=== Begin Enclosure ===

PR #519, opened 2025-06-29
Add support for local server graceful shutdown

adam-fowler:
- Add ServiceLifecycle version of `LambdaRuntime.run` that wraps internal `_run` call in `cancelOnGracefulShutdown`
- Add cancellation handlers for shutting down existing connections in Local lambda
- Added test for lambda graceful shutdown

### Motivation:

Ensure local lambda supports graceful shutdown


sebsto (approved):
Thank you !

Issue #520, opened 2025-06-29
[core] Runtime does not support AWS Lambda Streaming specification


sebsto:
### Expected behavior

The current version of the runtime allows user handlers functions to return data as a stream. But this is a welcome side effect of the design of the swift runtime. The runtime does not follow the Lambda Runtime API specifications.

As a consequence, it is not possible to return user HTTP headers to a Lambda function URL. Also, it is not possible to interrupt the stream with an error that would be reported to the caller.

Specifically, the Lambda Runtime API specification mandates that a custom runtime return specifics HTTP headers and then use HTTP chunks to return the content 
See https://docs.aws.amazon.com/lambda/latest/dg/runtimes-custom.html#runtimes-custom-response-streaming

See Rust's implementation here 
https://github.com/awslabs/aws-lambda-rust-runtime/blob/62a36b04ddfd67000d407d06d0da60f394ca4b36/lambda-runtime/src/requests.rs#L103

### Actual behavior

It is not possible to return a custom HTTP header to a function URL or to interrupt the stream in case an error occur

### Steps to reproduce

n/a

### If possible, minimal yet complete reproducer code (or URL to code)

n/a

### What version of this project (`swift-aws-lambda-runtime`) are you using?

main

### Swift version

6.x

sebsto:
This was reported by @jpenwith at https://github.com/swift-server/swift-aws-lambda-runtime/issues/515

sebsto:
Example of client code in JS 
https://ravensmove.com/aws-lambda-function-response-streaming
https://www.presidio.com/introduction-to-response-streaming-with-aws-lambda/

sebsto:
Blog from Julian, with more hints about content chunks
https://aws.amazon.com/blogs/compute/introducing-aws-lambda-response-streaming/
https://github.com/aws-samples/serverless-patterns/tree/main/lambda-streaming-sdk-sam

sebsto:
This is the NodeJS Lambda runtime implemntation 

HTTP response Stream
https://github.com/aws/aws-lambda-nodejs-runtime-interface-client/blob/main/src/HttpResponseStream.js

ResponseStream
https://github.com/aws/aws-lambda-nodejs-runtime-interface-client/blob/main/src/ResponseStream.js

jpenwith:
Thanks, those examples are really useful! I didn’t realize it was an AWS issue

sebsto:
[...]

PR #521, opened 2025-06-29
[core] Implement Lambda streaming with custom HTTP headers

sebsto:
Fix https://github.com/swift-server/swift-aws-lambda-runtime/issues/520

### DIFF
--- a/Sources/AWSLambdaRuntime/LambdaResponseStreamWriter+Headers.swift
+++ b/Sources/AWSLambdaRuntime/LambdaResponseStreamWriter+Headers.swift
@@ -44,7 +44,7 @@ public struct StreamingLambdaStatusAndHeadersResponse: Codable, Sendable {
     public init(
         statusCode: Int,
         headers: [String: String]? = nil,
-        multiValueHeaders: [String: [String]]? = nil,
+        multiValueHeaders: [String: [String]]? = nil
     ) {
         self.statusCode = statusCode
         self.headers = headers
--- a/Sources/AWSLambdaRuntime/LambdaResponseStreamWriter+Headers.swift
+++ b/Sources/AWSLambdaRuntime/LambdaResponseStreamWriter+Headers.swift
@@ -44,7 +44,7 @@ public struct StreamingLambdaStatusAndHeadersResponse: Codable, Sendable {
     public init(
         statusCode: Int,
         headers: [String: String]? = nil,
-        multiValueHeaders: [String: [String]]? = nil
+        multiValueHeaders: [String: [String]]? = nil,
     ) {
         self.statusCode = statusCode
         self.headers = headers
@@ -67,17 +67,15 @@ extension LambdaResponseStreamWriter {
         encoder: Encoder
     ) async throws where Encoder.Output == StreamingLambdaStatusAndHeadersResponse {
 
-        // Convert Data to ByteBuffer
+        // Convert JSON headers to an array of bytes in a ByteBuffer
         var buffer = ByteBuffer()
         try encoder.encode(response, into: &buffer)
 
-        // Write the JSON data
-        try await write(buffer)
-
         // Write eight null bytes as separator
-        var separatorBuffer = ByteBuffer()
-        separatorBuffer.writeBytes([0x00, 0x00, 0x00, 0x00, 0x00, 0x00, 0x00, 0x00])
-        try await write(separatorBuffer)
+        buffer.writeBytes([0x00, 0x00, 0x00, 0x00, 0x00, 0x00, 0x00, 0x00])
+
+        // Write the JSON data and the separator
+        try await writeCustomHeader(buffer)
     }
 }
 
@@ -95,6 +93,7 @@ extension LambdaResponseStreamWriter {
         _ response: StreamingLambdaStatusAndHeadersResponse,
         encoder: JSONEncoder = JSONEncoder()
     ) async throws {
+        encoder.outputFormatting = .withoutEscapingSlashes
         try await self.writeStatusAndHeaders(response, encoder: LambdaJSONOutputEncoder(encoder))
     }
 }
--- a/Sources/AWSLambdaRuntime/LambdaResponseStreamWriter+Headers.swift
+++ b/Sources/AWSLambdaRuntime/LambdaResponseStreamWriter+Headers.swift
@@ -1,0 +1,100 @@
+//===----------------------------------------------------------------------===//
+//
+// This source file is part of the SwiftAWSLambdaRuntime open source project
+//
+// Copyright (c) 2017-2024 Apple Inc. and the SwiftAWSLambdaRuntime project authors
+// Licensed under Apache License v2.0
+//
+// See LICENSE.txt for license information
+// See CONTRIBUTORS.txt for the list of SwiftAWSLambdaRuntime project authors
+//
+// SPDX-License-Identifier: Apache-2.0
+//
+//===----------------------------------------------------------------------===//
+
+import NIOCore
+
+#if canImport(FoundationEssentials)
+import FoundationEssentials
+#else
+import Foundation
+#endif
+
+/// A response structure specifically designed for streaming Lambda responses that contains
+/// HTTP status code and headers without body content.
+///
+/// This structure is used with `LambdaResponseStreamWriter.writeStatusAndHeaders(_:)` to send
+/// HTTP response metadata before streaming the response body.
+public struct StreamingLambdaStatusAndHeadersResponse: Codable, Sendable {
+    /// The HTTP status code for the response (e.g., 200, 404, 500)
+    public let statusCode: Int
+
+    /// Dictionary of single-value HTTP headers
+    public let headers: [String: String]?
+
+    /// Dictionary of multi-value HTTP headers (e.g., Set-Cookie headers)
+    public let multiValueHeaders: [String: [String]]?
+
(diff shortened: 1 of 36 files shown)


Sources/AWSLambdaRuntime/LambdaResponseStreamWriter+Headers.swift
```diff
@@ -0,0 +1,99 @@
...
+/// HTTP status code and headers without body content.
+///
+/// This structure is used with `LambdaResponseStreamWriter.writeStatusAndHeaders(_:)` to send
+/// HTTP response metadata before streaming the response body.
+public struct StreamingLambdaStatusAndHeadersResponse: Codable, Sendable {
+    /// The HTTP status code for the response (e.g., 200, 404, 500)
+    public let statusCode: Int
+
+    /// Dictionary of single-value HTTP headers
+    public let headers: [String: String]?
```
adam-fowler, line 33: Any reason we aren't use swift-http-types here?

Sources/AWSLambdaRuntime/LambdaResponseStreamWriter+Headers.swift
```diff
@@ -0,0 +1,99 @@
...
+        self.headers = headers
+        self.multiValueHeaders = multiValueHeaders
+    }
+}
+
+extension LambdaResponseStreamWriter {
+    /// Writes the HTTP status code and headers to the response stream.
+    ///
+    /// This method serializes the status and headers as JSON and writes them to the stream,
+    /// followed by eight null bytes as a separator before the response body.
```
adam-fowler, line 59: Is there any documentation anywhere we can link to that provides a reason for writing 8 null bytes

Sources/AWSLambdaRuntime/LambdaRuntimeClient.swift
```diff
@@ -425,13 +443,17 @@ extension LambdaRuntimeClient: LambdaChannelHandlerDelegate {
 
             }
         }
+    }
 
+    func hasStreamingCustomHeaders(isolation: isolated (any Actor)? = #isolation) async -> Bool {
```
adam-fowler: Do we need the isolation parameter here?

Sources/AWSLambdaRuntime/LambdaRuntimeClient.swift
```diff
@@ -188,6 +197,10 @@ final actor LambdaRuntimeClient: LambdaRuntimeClientProtocol {
         }
     }
 
+    private func writeCustomHeader(_ buffer: NIOCore.ByteBuffer) async throws {
+        _hasStreamingCustomHeaders = true
```
adam-fowler: Any reason you don't pass `_hasStreamingCustomHeaders` as a parameter through all the functions.
Otherwise if you are going to add some state perhaps you should add it to the `LambdaRuntimeClient.state`.

adam-fowler (commented):
Some comments

Sources/AWSLambdaRuntime/LambdaResponseStreamWriter+Headers.swift
sebsto: Because there is no dependency on HTTPTypes in this library and I did not want to pull a new dependency just for this. The data format is well controlled. It's between the Swift runtime and the Lambda data plane.

Sources/AWSLambdaRuntime/LambdaResponseStreamWriter+Headers.swift
sebsto: This is undocumented at the moment I received the information from an SDM in the Lambda service team and I have confirmed by looking at the NodeJS runtime implementation.
https://github.com/aws/aws-lambda-nodejs-runtime-interface-client/blob/main/src/HttpResponseStream.js

The value of the "magic" header is here 
https://github.com/aws/aws-lambda-nodejs-runtime-interface-client/blob/a5ae1c2a92708e81c9df4949c60fd9e1e6e46bed/src/HttpResponseStream.js#L17

The 8 x 0 bytes are defined here 
https://github.com/aws/aws-lambda-nodejs-runtime-interface-client/blob/a5ae1c2a92708e81c9df4949c60fd9e1e6e46bed/src/HttpResponseStream.js#L26

BTW, at the moment, the NodeJS runtime is the only runtime supporting this capability. When we will release the Swift runtime, it will be second to offer this possibility, before all the AWS managed runtime

Sources/AWSLambdaRuntime/LambdaRuntimeClient.swift
sebsto: Yes, because the user handler only has access to the `Writer` API and I need to pass that information to the actual code that sends the bytes to the Lambda Data plane. This happens in the `LambdaChannelHandler` which is created by actor-isolated `LambdaRuntimeClient`

The chain is 

1. user invoke a special `write()` method on the writer 
2. the writer passes the call to actor-isolated `LambdaRuntime` 
3. the `LambdaRuntime` creates a `LambdaChannelHandler` to manage the connection 

Because `LambdaRuntime` is actor-isolated, Fabian choose to pass the isolation context to functions in `LambdaChannelhandler`. See [`nextInvocation()`](https://github.com/swift-server/swift-aws-lambda-runtime/blob/db7e7897eba75b0eb82f9135bf9f18a4a0737a24/Sources/AWSLambdaRuntime/LambdaRuntimeClient.swift#L493) as an example.

I used the same technique allowing to share a mutable state from the `LambdaRuntime` from its `LambdaChannelhandler`. Because it is read only in the `LambdaChannelHandler` there is no risk of data race.

Sources/AWSLambdaRuntime/LambdaRuntimeClient.swift
sebsto: That's a good point.  The `_hasStreamingCustomHeaders` is indeed a state of the current response (not the connection, as it can be reused for multiple next() and their responses)

I'll check if I can move this flag to one of the many states struct present in the `LambdaRuntimeClient` :-)

sebsto: @adam-fowler
Regardless or where I store this value (in an existing state, if appropriate, or in a Bool) ...
What is best in terms of API? Adding that flag (with a default value) to all `write()` methods on the protocol ? Or add a new fun to the protocol ?

Sources/AWSLambdaRuntime/LambdaRuntimeClient.swift
sebsto: When I do not pass the isolation parameter from the caller, I receive this compiler error 

```
swift-aws-lambda-runtime/Sources/AWSLambdaRuntime/LambdaRuntimeClient.swift:672:36: error: sending 'self.delegate' risks causing data races
670 | 
671 |             var headers = self.streamingHeaders
672 |             if await self.delegate.hasStreamingCustomHeaders() {
    |                                    |- error: sending 'self.delegate' risks causing data races
    |                                    `- note: sending 'isolation'-isolated 'self.delegate' to nonisolated instance method 'hasStreamingCustomHeaders()' risks causing data races between nonisolated and 'isolation'-isolated uses
673 |                 // this header is required by Function URL when the user sends custom status code or headers
674 |                 headers.add(name: "Content-Type", value: "application/vnd.awslambda.http-integration-response")
[9/9] Compiling AWSLambdaRuntime Lambda+JSON.swift
```

Sources/AWSLambdaRuntime/LambdaRuntimeClient.swift
sebsto: @adam-fowler after having reviewed the existing code, I conclude that there is an easier way to pass that flag down to the channel handler.  Look at the new version. Thank you for having challenged me on this!

Sources/AWSLambdaRuntime/LambdaRuntimeClient.swift
sebsto: This is now removed and replaced by a much simpler version where I pass the `hasStreamingHeaders` directly to the `write()` functions which propagates the value down the the actual `ChannelHandler`

sebsto:
@adam-fowler ready to give it another review

Sources/AWSLambdaRuntime/LambdaRuntimeClient.swift
```diff
@@ -596,18 +582,29 @@ private final class LambdaChannelHandler<Delegate: LambdaChannelHandlerDelegate>
...
+            try await self.sendResponseBodyPart(
+                byteBuffer,
+                sendHeadWithRequestID: requestID,
+                context: context,
+                hasCustomHeaders: hasCustomHeaders
+            )
 
         case .connected(let context, .sendingResponse):
-            try await self.sendResponseBodyPart(byteBuffer, sendHeadWithRequestID: nil, context: context)
+            try await self.sendResponseBodyPart(
```
adam-fowler, line 604: It is invalid to be have custom headers here, perhaps you should add a precondition for that, or throw an error

adam-fowler (commented):
One minor thing

Sources/AWSLambdaRuntime/LambdaRuntimeClient.swift
sebsto: Good point. I choose `precondition` because if this happens, it is a programming error in the library, not a user or environmental error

=== End Enclosure ===

Task brief -
What is asked for is an exact copy of the lines above from the one containing "Issue #520, opened 2025-06-29" through the one containing "### Expected behavior", and only those.

Answer box -
Issue #520, opened 2025-06-29
[core] Runtime does not support AWS Lambda Streaming specification


sebsto:
### Expected behavior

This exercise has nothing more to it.